So my real question, whould I be stupid to slowly upgrade this bike, $200 at a time? To the level of a $1500 hardtail? Not monetarily, but performance-wise. Obviously I know that a $1,500 hardtail is a better buy monetarily than buying a $500 bike and upgrading the components to the $1,500 level. But once there, is the $1,500 bike still better, performance-wise is my question? (I plan on getting a full suspension bike as well eventually but will be keeping this one as a backup)

Once I upgrade to a decent fork, 1x11 drivetrain, decent hydro brakes, maybe wheels? etc, am I still going to be wishing to sell it and buy a $1,500 hardtail? 
If so, why?
If it matters, I'm 6'1" with a 32" inseam.

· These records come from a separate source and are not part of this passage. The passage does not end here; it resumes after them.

PR #5372, opened 2026-09-05
Fix mode cost for palette search in inter frames

ram-mohan:
mbmode_cost is not initialized and used for cost computation during palette mode search in inter frame. This is replaced with y_primary_flag_cost + y_mode_idx_cost similar to iframe palette-search.

STATS_CHANGED

### DIFF
--- a/av2/encoder/block.h
+++ b/av2/encoder/block.h
@@ -810,8 +810,6 @@ typedef struct {
    * \name Intra Costs: General
    ****************************************************************************/
   /**@{*/
-  //! Luma mode cost for inter frame.
-  int mbmode_cost[BLOCK_SIZE_GROUPS][INTRA_MODES];
   //! intra_dip_cost
   int intra_dip_cost[DIP_CTXS][2];
   //! intra_dip_mode_cost
--- a/av2/encoder/intra_mode_search.c
+++ b/av2/encoder/intra_mode_search.c
@@ -854,9 +854,9 @@ int av2_search_palette_mode(IntraModeSearchState *intra_search_state,
   MB_MODE_INFO best_mbmi_palette = *mbmi;
   uint8_t best_blk_skip[MAX_MIB_SIZE * MAX_MIB_SIZE];
   TX_TYPE best_tx_type_map[MAX_MIB_SIZE * MAX_MIB_SIZE];
-  const ModeCosts *mode_costs = &x->mode_costs;
-  const int *const intra_mode_cost =
-      mode_costs->mbmode_cost[size_group_lookup[bsize]];
+  const int context = get_y_mode_idx_ctx(xd);
+  int mode_cost = x->mode_costs.y_primary_flag_cost[DC_PRED];
+  mode_cost += x->mode_costs.y_mode_idx_costs[context][DC_PRED];
   const int rows = block_size_high[bsize];
   const int cols = block_size_wide[bsize];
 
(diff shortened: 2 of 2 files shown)


ram-mohan:
@yunqingwang1 @urvangjoshi when you get a chance can you please review

yunqingwang1:
Do you have the CTC test results before/after this fix (especially for the sets that use palette mode)?

This part of code is from AV1, and if there is a bug, we need to fix both. Could you explain more on how mbmode_cost is not initialized and when this happens? Thanks.

ram-mohan:
@yunqingwang1, This issue is not present in av1. The mbmode_cost field is initialized in av1_fill_mode_rates, but in av2 this is field is unused. The inter-frame palette search was therefore using a never-written value as dc_mode_cost.
This is now modified to 
```c
int mode_cost  = mode_costs->y_primary_flag_cost[DC_PRED];
    mode_cost += mode_costs->y_mode_idx_costs[context][DC_PRED];
```
The mode cost computations shared here are similar to the ones in intra_mode_search.c. This is also cross verified against the decoder syntax at decodemv.c:1510-1517 (y_mode_set_cdf, then y_mode_idx_cdf[context]) and reordered_y_mode[0] == DC_PRED.

| Speed | Class | Y | Cb | Cr | wAvg | Enc% |
|---|---|---|---|---|---|---|
| 0 | B2 | -0.0414 | -0.4589 | 0.0818 | -0.0532 | 100.006 |
| 1 | B2 | 0.2856 | 0.3039 | 0.138 | 0.2804 | 100.066 |
| 2 | B2 | -0.1121 | -0.1039 | 0.5986 | -0.0834 | 100.036 |

This change has caused a quality drop in speed 1. A drop of 1.4% is seen for the asset MissionControlClip1_1920x1080_60fps_10bit_420_0450_0579.y4m and 1.24% for asset Spreadsheet_1920x1080_30fps_8bit_420_130f.y4m. We are currently looking in to this.

yunqingwang1:
Thanks Ram for the explanation. Do you think this can be handled similarly like av1 and gets initialized in av2_fill_mode_rates()? Also, since you are looking into the quality loss issue (probably some speed features don't work well with B2, and we saw it before), maybe we can hold on this PR for now?

ram-mohan:
@yunqingwang1, i apologize for not communicating my intent behind the fix correctly.
 
In av1, luma intra mode cost uses two tables: mbmode_cost (in inter frames) and y_mode_costs (in intra frames), each indexed by the prediction mode. In av2, the luma intra mode is signalled differently. It is coded as mode_set_index, mode_set_low, mode_idx - mode_set_low. av2_fill_mode_rates() fills the necessary cost tables for these. It fills y_primary_flag_cost for mode_set_index, y_mode_idx_costs for mode_set_low, y_mode_idx_offset_costs for mode_idx - mode_set_low. intra_mode_search.c of av2 uses these tables in its luma mode cost computation. 

The mbmode_cost table is which is part of av1 ModeCosts carried to av2, is no longer relevant. The code that initialized the mbmode_cost in av1 is removed in av2 but the field has remained. The only code still using it is palette mode computation. This is stale and needs to be updated according to the av2 requirements. This change handles this. Also, it removes the field mbmode_cost from the context.

yunqingwang1:
Hi Ram, thanks for the explanation. This makes good sense now. The speed 0 B2 coding performance is neutral with this fix. This result can be enough to verify this fix.

yunqingwang1 (approved):

urvangjoshi:
@ram-mohan @yunqingwang1  :  the fix by itself makes sense, so I'll go ahead and merge it.

For B2 set drop in speed 1,  you can test separately and fix it in separate PR if there's an issue found later.
(Sometimes B2 set can be sensitive to small changes).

I bought an XL pitch. Here are the geometry specs. When I upgrade the fork I plan to go with 120 mm, vs the 100 mm that's on it now.

CRANK LENGTH 175MM
STEM LENGTH 80mm
SEATPOST LENGTH 400mm
SADDLE WIDTH 143mm
HANDLEBAR WIDTH 740mm
REACH 460mm
TOP TUBE LENGTH, HORIZONTAL 649mm
STACK 618mm
WHEELBASE 1165mm
CHAINSTAY LENGTH 435mm
FRONT CENTER 733mm
BB DROP 43mm
BB HEIGHT 310mm
SEAT TUBE ANGLE 73°
HEAD TUBE ANGLE 68.5°
SEAT TUBE LENGTH 510mm
HEAD TUBE LENGTH 135mm
BIKE STANDOVER HEIGHT 808mm
FORK RAKE/OFFSET 42mm
FORK LENGTH, FULL 495mm
TRAIL 94mm


----------



## natas1321 (Nov 4, 2017)

I was in a similar situation and bought an entry level bike (giant fathom) just to ride and see if I would stick with it or just park the bike in the garage after a few months. Well after a few months passed I could not ride often enough and replaced the fork as the stock one was shot, then the drive train, brakes, wheels now the only original part is the frame. What started out as a $1300 bike now had over $3k into it and I still love it and ride it 2-3 times a week. 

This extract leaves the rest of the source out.